Singa field has proven gas from carbonates of the Lower Miocene Baturaja Formation. The field is over 9 km long and 2.5 km wide and is located in Lematang Block, the central part of the Lematang Deep between the southern trend of Pendopo anticlinorium and Muara Enim anticlinorium. One exploration well and one delineation well have already been drilled and the plan is to drill 2 horizontal development wells. The field has a maximum gas reservoir thickness of 282 feet and contains an average of 30% CO2 and 110 ppm H2S.Significant porosity (> 15%) has been observed in the upper part of the Baturaja Formation (BRF), 282 feet thick in the S1 well and 125 feet thick in the S2 well. Dominant porosity in thin sections is mouldic and micro vuggy, with some fractures. The lower BRF is carbonate mudstone to wackstone, with minor porosity (~8%) interpreted as a platform carbonate. The upper BRF is limestone with skeletal wackstone and packstone containing algalforam- mollusc and a coral-algal-foram-mollusc intraclast floatstone, interpreted as lagoonal and back reef facies.There are two concerns regarding this deep carbonate field: reservoir quality and porosity distribution. Because of the high CO2 and H2S content within the gas target, the reservoir has to be large enough to be developed economically. Seismic inversion and attributes techniques are applied to characterize the reservoir and to quantify reservoir distribution.

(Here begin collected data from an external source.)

PR #79, opened 2023-08-24
add users

calellowitz:
This adds a very rudimentary user upload workflow, allowing the user to submit a file with one phone number per line and have any numbers that match a ConnectID user added to the opportunity. It depends on the api introduced in https://github.com/dimagi/connect-id/pull/5

Opening as a draft pull request to allow review of the planned workflow, while I add tests. Notable future improvements include doing something with numbers that don't match (requirements for the POC are that all users will already be enrolled in connect id), and pulling more info about the users (name, etc.)


commcare_connect/opportunity/views.py
```diff
@@ -66,7 +66,10 @@ def get_success_url(self):
 
     def form_valid(self, form):
         form.instance.modified_by = self.request.user.email
-        return super().form_valid(form)
+        response = super().form_valid(form)
+        add_connect_users.delay(form.cleaned_data["users"], form.instance)
```
pxwxnvermx, line 70: Is there any reason for this task to be triggered when an Opportunity is edited? Is the UI for adding Phone Numbers a part of OpportunityEdit form?

commcare_connect/opportunity/forms.py
```diff
@@ -20,9 +20,12 @@ def __init__(self, *args, **kwargs):
             Row(Field("name")),
             Row(Field("description")),
             Row(Field("active")),
+            Row(Field("users")),
             Submit("submit", "Submit"),
         )
 
+        self.fields["users"] = forms.FileField()
```
snopoke, line 27: What kind of file are you expecting here? I imagine that the most likely type would be an Excel file.

If we want to support a plain text file we could just have a text box that you paste the numbers into.

commcare_connect/opportunity/tasks.py
```diff
@@ -17,3 +17,13 @@ def create_learn_modules_assessments(opportunity_id):
...
+
+
+@celery_app.task()
+def add_connect_users(data_file, opportunity):
+    numbers = [line.strip() for line in f]
+    result = request.get(f"{CONNECT_ID}/users/fetch_users", auth=(settings.CONNECTID_CLIENT_ID, settings.CONNECTID_CLIENT_SECRET), params={"phone_numbers": numbers})
+    data = result.json()
+    for user in data["found_users"]:
+        u = User.objects.get_or_create(username=user["username"])
+        OpportunityAccess.get_or_create(user=user, opportunity=oppportunity)
```
snopoke, line 29:
```suggestion
        OpportunityAccess.get_or_create(user=u, opportunity=oppportunity)
```

commcare_connect/opportunity/views.py
snopoke, line 70: I don't think you can pass a file to a celery task like this, also if you want the actual file you'll need to do `request.FILES["users"]`.

If you want to give celery access to the file you'll need to save it using Django storage backend:

```
name = uuid4().hex
storages["default"].save(name, request.FILES["users"])
```

commcare_connect/opportunity/forms.py
calellowitz: > If we want to support a plain text file we could just have a text box that you paste the numbers into.

That seems like a nice idea for now, so I switched to this.

calellowitz:
@snopoke This is ready for real review

commcare_connect/opportunity/forms.py
snopoke: Did you mean you switched to a text box? I still see a `FileField`.

calellowitz: Yep, I apparently stashed that change instead of committing it

snopoke (approved):

PR #98, opened 2023-09-04
fetch user bugs

calellowitz:
This removes an unnecessary column in `OpportunityAccess` that was non nullable (it will be replaced by foreign keys to the new claim model), and adds a simple test for the celery task that creates these.


pxwxnvermx (approved):
Awesome 🙌🏽

commcare_connect/opportunity/tests/test_tasks.py
```diff
@@ -0,0 +1,19 @@
...
+
+import pytest
+
+from commcare_connect.opportunity.models import OpportunityAccess
+from commcare_connect.opportunity.tasks import add_connect_users
+from commcare_connect.opportunity.tests.factories import OpportunityFactory
+from commcare_connect.users.models import User
+
+
+class TestConnectUserCreation:
```
snopoke, line 11: 👏🏻

PR #101, opened 2023-09-05
Fixes for Linked users and Data Forwarding

pxwxnvermx:
Fixes in this PR
1. Added learn module jsonpath parser to match new forms being forwarded to CCC and save them as the correct completed module object.
2. Add `null=True and blank=True` to the email field on Users model. While adding more than 1 users to the Opportunity it was raising the unique constraint violation error as the new users were getting created with blank `email` field and more than 1 users cannot have the same email i.e blank in this case.


commcare_connect/users/models.py
```diff
@@ -20,7 +20,7 @@ class User(AbstractUser):
     name = models.CharField(_("Name of User"), blank=True, max_length=255)
     first_name = None  # type: ignore
     last_name = None  # type: ignore
-    email = models.EmailField(_("email address"), unique=True)
+    email = models.EmailField(_("email address"))
```
calellowitz, line 23: We can't make this field not unique, since it is the primary identifier of the user. What is the intent behind this change?

calellowitz (changes requested):
Can you add a description to this PR, out lining the intent behind this. This includes very major changes to how we manage users with no explanation or rationale.

commcare_connect/users/models.py
snopoke: I think you need to have `(null=True, blank=True, unique=True)`

snopoke (commented):
Would be great to have a test for this.

commcare_connect/users/models.py
calellowitz: @snopoke Does that create a partial index on non null values? That is what I was going to recommend.

calellowitz (commented):
Assuming Simon and I are on the same page about the DB stuff (which I think we are), this is fine by me. Leaving this as a "comment" rather than "approve" since I haven't seen the answer, but no longer blocking if he approves

calellowitz (approved):
Switching to approve because comment doesn't remove the "request changes" but still pending simon's approval

commcare_connect/users/models.py
snopoke: This doesn't create a partial index (though it's not strictly necessary for PostgreSQL since null values are not considered equal. In the long run a partial index would probably be better though.

@pxwxnvermx you can see how to do that here: https://docs.djangoproject.com/en/4.2/ref/models/constraints/#condition

(also remove the `unique=True` kwarg from the column)

pxwxnvermx: https://github.com/dimagi/commcare-connect/pull/101/commits/394c1794e8c37ef16679987dd16d4e133c2e4ac0

snopoke (approved):

PR #107, opened 2023-09-06
Pkv/fixes data forwarding

pxwxnvermx:
- Add jsonpath for assessment modules (missed in the last PR)
- Add `user.username` as the display instead of `user.name`, as `user.name` is not set for ConnectID users

### DIFF
--- a/commcare_connect/form_receiver/processor.py
+++ b/commcare_connect/form_receiver/processor.py
@@ -70,18 +70,21 @@ def process_learn_modules(user, xform: XForm, app: CommCareApp, opportunity: Opp
     :param blocks: A list of learn module form blocks."""
     for module_data in blocks:
         module = get_or_create_learn_module(app, module_data)
-        CompletedModule.objects.update_or_create(
+        completed_module, created = CompletedModule.objects.get_or_create(
             user=user,
             module=module,
             opportunity=opportunity,
+            xform_id=xform.id,
             defaults={
                 "date": xform.received_on,
                 "duration": xform.metadata.duration,
-                "xform_id": xform.id,
                 "app_build_id": xform.build_id,
                 "app_build_version": xform.metadata.app_build_version,
             },
         )
+
+        if not created:
+            raise ProcessingError("Learn Module is already completed")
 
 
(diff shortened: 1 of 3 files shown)


commcare_connect/form_receiver/processor.py
```diff
@@ -70,15 +70,17 @@ def process_learn_modules(user, xform: XForm, app: CommCareApp, opportunity: Opp
     :param blocks: A list of learn module form blocks."""
     for module_data in blocks:
         module = get_or_create_learn_module(app, module_data)
-        CompletedModule.objects.create(
+        CompletedModule.objects.update_or_create(
```
snopoke, line 73: why is this update or create? I do think we should check that the form has not been processed but we should error if we receive two different forms with the same 'module'.

So I think this could be a `get_or_create` using the `xform_id` as one of the query params. If the model exists we verify that it's for the same module and ignore it if it is.

commcare_connect/opportunity/tables.py
```diff
@@ -15,7 +15,7 @@ class OpportunityAccessTable(tables.Table):
 
     class Meta:
         model = OpportunityAccess
-        fields = ("user.name", "learn_progress", "visit_count")
+        fields = ("user.username", "learn_progress", "visit_count")
```
calellowitz, line 18: this is fine for now, but long run we will want to fetch the name from connectid and use that rather than the username, since they are random strings and not user facing

commcare_connect/form_receiver/processor.py
pxwxnvermx: I was unsure on what should be done here, so i used the update or create, in case we recieved two entries it would avoid creating duplicate completed modules.
I will update the code to raise an error when it recieves a duplicate completed module. Will do the same for assessments also.

pxwxnvermx: Fixed. https://github.com/dimagi/commcare-connect/pull/107/commits/d679bb7c194c8a0ec1a7913f2a16abbff01bae8d

snopoke (approved):

PR #110, opened 2023-09-08
Claims model and apI

pxwxnvermx:
[Ticket](https://dimagi-dev.atlassian.net/browse/CCPC-107)


commcare_connect/opportunity/api/views.py
```diff
@@ -43,3 +52,27 @@ class UserVisitViewSet(viewsets.GenericViewSet, viewsets.mixins.ListModelMixin):
...
+        claim, created = OpportunityClaim.objects.get_or_create(
+            opportunity_access=opportunity_access,
+            defaults={
+                "max_payments": opportunity.daily_max_visits_per_user,
+                "end_date": opportunity.end_date,
+            },
+        )
+
+        if not created:
+            return Response(status=400, data="Opportunity is already claimed")
```
snopoke, line 76: Maybe we just return a 200 here instead of an error since re-claiming isn't really an issue?

commcare_connect/opportunity/api/views.py
```diff
@@ -43,3 +52,27 @@ class UserVisitViewSet(viewsets.GenericViewSet, viewsets.mixins.ListModelMixin):
...
+
+class ClaimOpportunityView(APIView):
+    authentication_classes = [OAuth2Authentication]
+    permission_classes = [TokenHasReadWriteScope]
+
+    def post(self, *args, **kwargs):
+        opportunity_access = get_object_or_404(OpportunityAccess, user=self.request.user, opportunity=kwargs.get("pk"))
+        opportunity = opportunity_access.opportunity
+        if opportunity.learn_app.cc_domain != opportunity.deliver_app.cc_domain:
+            create_hq_user(self.request.user, opportunity.deliver_app.cc_domain, opportunity.api_key)
```
snopoke, line 65: Could put this after the claim object creation so that we only call it if there wasn't already a claim?

snopoke: Alternately I guess we could re-call it as long as it's idempotent.

snopoke (approved):

PR #114, opened 2023-09-13
remove username field

calellowitz:
`oauth2_provider` uses this attribute to determine where to save the username when creating users during token introspection. That has caused users it created to have their connectid username saved in the email column and username left blank. We already updated the [allauth settings](https://github.com/dimagi/commcare-connect/blob/main/config/settings/base.py#L253) to point to `username` so I don't believe this was doing much.


snopoke (approved):

snopoke (commented):
How does this impact 'admin' users?

calellowitz:
I don't think it should impact them at all (they are still authenticated and have those permissions), but I will confirm that in testing.

snopoke:
> I don't think it should impact them at all (they are still authenticated and have those permissions), but I will confirm that in testing.

The reason I ask is because of the changes to the tests you had to make which now use username instead of email but appear to be testing web user features.

calellowitz:
confirmed admin continues to work after i sign out and back in, at least with my user that was SSO created

PR #116, opened 2023-09-13
Claims: add budget existing user UI

pxwxnvermx:
[Ticket](https://dimagi-dev.atlassian.net/browse/CCPC-109)

Form to Add budget to existing users:
image
image

This PR also includes a file for crispy-bootstrap5 modal template. This file can be removed once [this PR](https://github.com/django-crispy-forms/crispy-bootstrap5/pull/151) is merged for crispy-bootstrap5.


snopoke (commented):
This appears to mix up 'budget' with 'max_visits'. Since we don't currently have a 'budget' field per user I think we should be consistent with 'max_visits'.

It would be ideal if we could display the current 'max_visits' along with 'used_visits' for each user. I wonder if it shouldn't be shown as a table rather than a list of checkboxes? I think you could use an ['inline formset'](https://docs.djangoproject.com/en/4.2/topics/forms/modelforms/#inline-formsets).


The end date field could also use more explanation. Perhaps something like 'Extend Opportunity End Date'.

calellowitz (approved):
Besides simon's comment this looks good. One thing that changes is the budget calculation for the warning. The basics of the calculation are correct (users * budget per user), but budget per user will need to be (added visits * cost per visit) once you change the form to allow them to add visits/payments per user. That leaves a final calculation of (users selected * num added vists * payment per visit) to display in the warning

commcare_connect/templates/opportunity/add_visits_existing_users.html
```diff
@@ -0,0 +1,113 @@
...
+            </td>
+            <td>{{ form.instance.opportunity_access.visit_count }}</td>
+            <td>
+              <input type="date" name="{{ form.end_date.html_name }}" id="{{ form.end_date.auto_id }}"
+                     class="dateinput form-control{% if form.end_date.errors %} is-invalid{% endif %}"
+                     :value="isSelected('{{ form.instance.id }}') && end_date ? end_date : '{{ form.end_date.value|date:"Y-m-d" }}'"
+              />
+              {{ form.end_date|as_crispy_errors }}
+            </td>
+          </tr>
```
snopoke, line 63: How do these elements work (max visits and end date)? From the screenshot it seems like you could adjust them independently. But it also seems like the value is set from the 'global' controls at the bottom of the table.

But at least the JS budget calculation only takes the global max value.

I think we could possibly simplify this a bit if we just use the table to display the data and select the claims to update rather than using them to actually update the claims as well i.e. we could just do a single update query for all selected claims with the updated values.

commcare_connect/templates/opportunity/add_visits_existing_users.html
```diff
@@ -0,0 +1,113 @@
...
+{% block content %}
+  <div class="container">
+    <h1 class="display-5">Edit Opportunity</h1>
+    <h4>Adding Visits for Existing Users</h4>
+    <form method="post"
+          x-data="{
+            max_visits: 0,
+            end_date: '',
+            selected_users: [],
+            isSelected (id) { return this.selected_users.find(el => el === id)},
```
snopoke, line 16: adding in 'totalVisits' for using in the confirmation message:

```suggestion
            isSelected (id) { return this.selected_users.find(el => el === id)},
            totalVisits() { return this.selected_users.length * this.max_visits },
```

commcare_connect/templates/opportunity/add_visits_existing_users.html
```diff
@@ -0,0 +1,113 @@
...
+      <div class="modal fade" id="confirm-modal-add-visits" tabindex="-1" aria-labelledby="exampleModalLabel"
+           aria-hidden="true">
+        <div class="modal-dialog">
+          <div class="modal-content">
+            <div class="modal-header">
+              <h5 class="modal-title" id="exampleModalLabel">Confirm</h5>
+              <button type="button" class="btn-close" data-bs-dismiss="modal" aria-label="Close"></button>
+            </div>
+            <div class="modal-body">
+              Please confirm to add <b x-text="calculated_budget()"></b> budget to this Opportunity.
```
snopoke, line 102:
```suggestion
              You are about to allocate an additional <b x-text="totalVisits()"></b> which will result in an additional budget allocation of <b x-text="calculated_budget()"></b> to this Opportunity.
```

snopoke (commented):
These changes are looking great. Thanks for taking the suggestions on board. A few more comments about how the UI works.

Also, I think we could re-phrase the UI so that instead of setting a new 'max visits' we are adding N visits. This prevents us having to validate that the new max visits is > than existing max visits. It also works better this way if you have previously added some visits to some users and now want to add more.

commcare_connect/templates/opportunity/add_visits_existing_users.html
pxwxnvermx: Added. https://github.com/dimagi/commcare-connect/pull/116/commits/611be9ab3e522249b619e82f13991ae0655eabf6

commcare_connect/templates/opportunity/add_visits_existing_users.html
pxwxnvermx: Added. https://github.com/dimagi/commcare-connect/pull/116/commits/611be9ab3e522249b619e82f13991ae0655eabf6

commcare_connect/templates/opportunity/add_visits_existing_users.html
```diff
@@ -0,0 +1,113 @@
...
+          <tr>
+            <td colspan="4">
+              No Opportunity Claims yet.
+              <a href="{% url "opportunity:list" org_slug=request.org.slug %}">All Opportunities</a>
+            </td>
+          </tr>
+        {% endfor %}
+        </tbody>
+      </table>
+      <div class="row mb-2">
```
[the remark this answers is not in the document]
pxwxnvermx: Fixed. https://github.com/dimagi/commcare-connect/pull/116/commits/f8d5e9c9740f23a58d35ede76dbca020f938918d

commcare_connect/opportunity/api/views.py
```diff
@@ -61,8 +60,7 @@ def get_queryset(self):
 
 
 class ClaimOpportunityView(APIView):
-    authentication_classes = [OAuth2Authentication]
-    permission_classes = [TokenHasReadWriteScope]
+    permission_classes = [IsAuthenticated]
```
snopoke, line 63: why did this need to change?

commcare_connect/templates/opportunity/add_visits_existing_users.html
```diff
@@ -0,0 +1,117 @@
...
+            <input type="number"
+                   class="numberinput form-control {% if form.additional_visits.errors %}is-invalid{% endif %}"
+                   name="additional_visits" id="id_additional_visits"
+                   x-model="additionalVisits"/>
+            {% for error in form.additional_visits.errors %}
+              <div class="invalid-feedback">
+                <strong>{{ error|escape }}</strong>
+              </div>
+            {% endfor %}
+          </div>
```
snopoke, line 68: Is there a reason to include the form markup directly instead of using crispy tags?

Crispy does have a field render tag: `{{ form.additional_visits|as_crispy_field }}`

https://django-crispy-forms.readthedocs.io/en/latest/api_templatetags.html#templatetags.crispy_forms_filters.as_crispy_field

commcare_connect/templates/opportunity/opportunity_list.html
```diff
@@ -39,6 +39,9 @@ <h1 class="display-4">Opportunities</h1>
             </a>
             <a class="btn btn-secondary btn-sm"
                href="{% url 'opportunity:edit' org_slug=request.org.slug pk=opportunity.id %}">Edit</a>
+            <a class="btn btn-secondary btn-sm"
+               href="{% url 'opportunity:add_budget_existing_users' org_slug=request.org.slug pk=opportunity.id %}">Add
+              Budget</a>
```
snopoke, line 44: We should also add a button to the opportunity details screen.

snopoke (approved):
Some questions and suggestions but nothing blocking.

commcare_connect/templates/opportunity/opportunity_list.html
pxwxnvermx: We already have the link for opportunity details above the `opportunity:edit` link.

commcare_connect/opportunity/api/views.py
pxwxnvermx: The authentication and permission here were setup for client_credentials workflow. Since we have ConnectID as a auth also we can directly use the IsAuthenticated permission as we do for other apis.

commcare_connect/templates/opportunity/add_visits_existing_users.html
pxwxnvermx: Fixed. https://github.com/dimagi/commcare-connect/pull/116/commits/c06cebbdaa8351f00d43d9896b94026f7d93e2c3

commcare_connect/templates/opportunity/opportunity_list.html
snopoke: I meant you should add a button for 'add budget' to the opportunity details screen.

The objective is to predict reservoir quality and porosity distribution in order to generate an updated geological model for reservoir modelling and to optimize new well locations.Cross-plotting acoustic impedance (AI) vs. porosity from well logs shows that the gas and brine values are populated in separate trends, with a good relationship (minimal scatter). This suggests that porosity can be estimated from AI by a transform equation. Integrated with the AI method, seismic amplitude-envelope (AE) attribute is used to aid facies interpretation and to identify the carbonate depositional setting. Integration of AI and AE is useful for predicting reservoir quality and porosity distribution in this field. As a result of using updated reservoir modelling based on the seismic inversion and seismic attribute results, the field development plan can be revised to include the drilling of two development wells.